False Discovery Rate Definition
In technical terms, the false discovery rate is the proportion of all “discoveries” which are false.
When running a classical statistical test, any time a null hypothesis is rejected it can be considered a “discovery”. For example, any statistically significant metric is considered a discovery since we can conclude the measured difference is highly unlikely to be due to random noise alone and the treatment is directly influencing the metric. On the other hand, metrics which did not reach significance are statistically inconclusive — they are not a discovery as it wasn’t possible to reject the null hypothesis.
In the context of online experimentation and A/B testing, the false discovery rate is the proportion of statistically significant results which are false positives. Or to write it algebraically:
FDR = N_falsely_significant / N_significant
N_falsely_significant is the number of statistically significant metrics which were not truly impacted (false positives) and
N_significant is the total number of metrics which were deemed statistically significant.
For example, if you see 10 statistically significant metrics in your experiment and you happen to know that 1 of those 10 significant metrics was a false positive and wasn’t really impacted, that gives you a false discovery rate of 10% (1 out of 10). In this way the FDR only depends on the statistically significant metrics, it doesn’t matter if there was 1 or 1000 other statistically inconclusive metrics in the example above, the FDR would still be 10%.
Other Measures of Accuracy
Another common measure of the accuracy of a test is the False Positive Rate (FPR). This is the probability that a null hypothesis will be rejected when it was in fact true. In other words, it is the chance that a given metric, which is not impacted at all by your experiment, will show a statistically significant impact.

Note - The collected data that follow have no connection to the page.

PR #976, opened 2024-09-17
Do not panic on missing geo data

guybedford:
When running in Viceroy, missing geo data causes `len = 0` returns or `none` returns depending on the exact scenario, both of which are currently panics.

This resolves that in returning `null` when no geo data is available. ExecuteD always returns geo data, even if it is mostly stub data, so the test branches on the environment to handle both sides of this correctly.

### DIFF
--- a/integration-tests/js-compute/fixtures/app/src/geoip.js
+++ b/integration-tests/js-compute/fixtures/app/src/geoip.js
@@ -1,6 +1,6 @@
 /* eslint-env serviceworker */
 /* global fastly */
-import { assert, assertThrows } from './assertions.js';
+import { assert, assertThrows, strictEqual } from './assertions.js';
 import { getGeolocationForIpAddress } from 'fastly:geolocation';
 import { isRunningLocally, routes } from './routes.js';
 
@@ -127,9 +127,9 @@ routes.set(
 );
 
 let geoFields = [
-  'area_code',
   'as_name',
   'as_number',
+  'area_code',
   'city',
   'conn_speed',
   'conn_type',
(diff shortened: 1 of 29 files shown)


integration-tests/js-compute/fixtures/app/src/geoip.js
```diff
@@ -148,11 +148,29 @@ let geoFields = [
...
+  }
+  assertThrows(() => {
+    fastly.getGeolocationForIpAddress('999.999.999.999');
+  }, Error);
+});
+
 routes.set(
   '/fastly/getgeolocationforipaddress/parameter-ipv4-string',
   async () => {
+    let geo = fastly.getGeolocationForIpAddress('1.9.2.1');
```
cfallin, line 170: WHOIS shows `1.9.2.1` as part of an allocated network range:

```
inetnum:        1.9.2.0 - 1.9.2.255
netname:        MYREN-TMNET
descr:          Kementerian Pengajian Tinggi Malaysia
country:        MY
admin-c:        KK753-AP
tech-c:         KK753-AP
abuse-c:        AM2355-AP
status:         ASSIGNED NON-PORTABLE
mnt-by:         MAINT-MY-WEBE
mnt-irt:        IRT-MY-WEBE
last-modified:  2023-06-30T00:01:26Z
source:         APNIC
[ ... ]
```

Is the idea that we expect valid data for this address (so we test the `keys` on the object below)? If so, could we pick an address we control, or one that is well-known, to avoid any potential test flakes in the future? E.g. either a Fastly IP (`151.101.1.1` as the first IP in our main /16) or Google's DNS (`8.8.8.8`) or something?

cfallin: (Should match the assert error message below, and likewise same question for the IPv6 address below, which appears to be in a Softlayer IP range)

cfallin (approved):
Host API implementation details look good; some thoughts on the IPs used in the tests but otherwise LGTM 👍

integration-tests/js-compute/fixtures/app/src/geoip.js
guybedford: Good suggestion - I've gone with Fastly's IP here instead.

The important distinction between the false positive rate and the false discovery rate is that the false positive rate applies to each metric individually, i.e. each non-impacted metric may have 5% chance of showing a false positive result, whereas the false discovery rate looks at all hypotheses that are being tested together as one set.
The Family Wise Error Rate (FWER) is another measure of accuracy for tests with multiple hypotheses. It can be thought of as a way of extending the false positive rate to apply to situations where multiple things are being tested. The FWER is defined as the probability of seeing at least one false positive out of all the hypotheses you are testing. The FWER can increase dramatically as you begin to test more metrics. For example, if you test 100 metrics and each has a false positive rate of 5% (as would be the case if you use a typical 95% confidence or 0.05 p-value threshold), the chance that at least one of those metrics would be statistically significant is over 99%, even if there was no true impact whatsoever to any of the metrics.
When you are testing only one hypothesis (ex: a test with only one metric) these three measures will all be equivalent to each other. However it is when multiple hypotheses are being tested that they differ; in these situations the false discovery rate can be a very useful measure of the accuracy as it takes into account the number of hypotheses being tested, yet is far less conservative than the FWER.
The false discovery rate is a popular way of measuring accuracy because it reflects how experimenters make decisions. It is (usually) only the significant results — the discoveries — which are acted upon. Hence it can be very valuable to know the confidence with which you can report on those discoveries. For example, if you have a false discovery rate of 5%, this is equivalent to saying that there is only 5% chance, on average, that a statistically significant metric was not truly impacted. If you know your false discovery rate is 5%, you can rest assured that 95% of all the statistically significant metrics you see reflect a true underlying impact.
Controlling the False Discovery Rate
As well as simply measuring the accuracy of a test, there are ways to control and limit the accuracy to the desired rate through the experimental design. The false-positive rate can easily be controlled by adjusting the significance threshold that is used to determine statistical significance. Controlling the false discovery rate is more complex as it depends upon the results, which cannot be known in advance. However, there are statistical techniques, such as the Benjamini Hochberg Correction, which can be applied to your results to ensure that the false discovery rate is no larger than your desired level.